What is being asked
An exact transcription of all the data is required.

Data items
PR #220, opened 2022-11-11
Add deployment docs

36degrees:


romaricpascal (approved):

romaricpascal (changes requested):
Actually, found a broken link for the DNS config :( https://github.com/alphagov/govuk-dns-config/blob/master/service.gov.uk.yaml

romaricpascal (approved):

Expected answer
PR #220, opened 2022-11-11
Add deployment docs

36degrees:


romaricpascal (approved):

romaricpascal (changes requested):
Actually, found a broken link for the DNS config :( https://github.com/alphagov/govuk-dns-config/blob/master/service.gov.uk.yaml

romaricpascal (approved):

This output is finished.